WHAT IS NEEDED: The answer should be every line below, retyped exactly.

________________________

PR #184, opened 2015-09-16
[JENKINS-29631] method to get remote references by refspec patterns

ndeloof:


ndeloof:
@reviewbybees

________________________

RESULT OF THE TASK:
PR #184, opened 2015-09-16
[JENKINS-29631] method to get remote references by refspec patterns

ndeloof:


ndeloof:
@reviewbybees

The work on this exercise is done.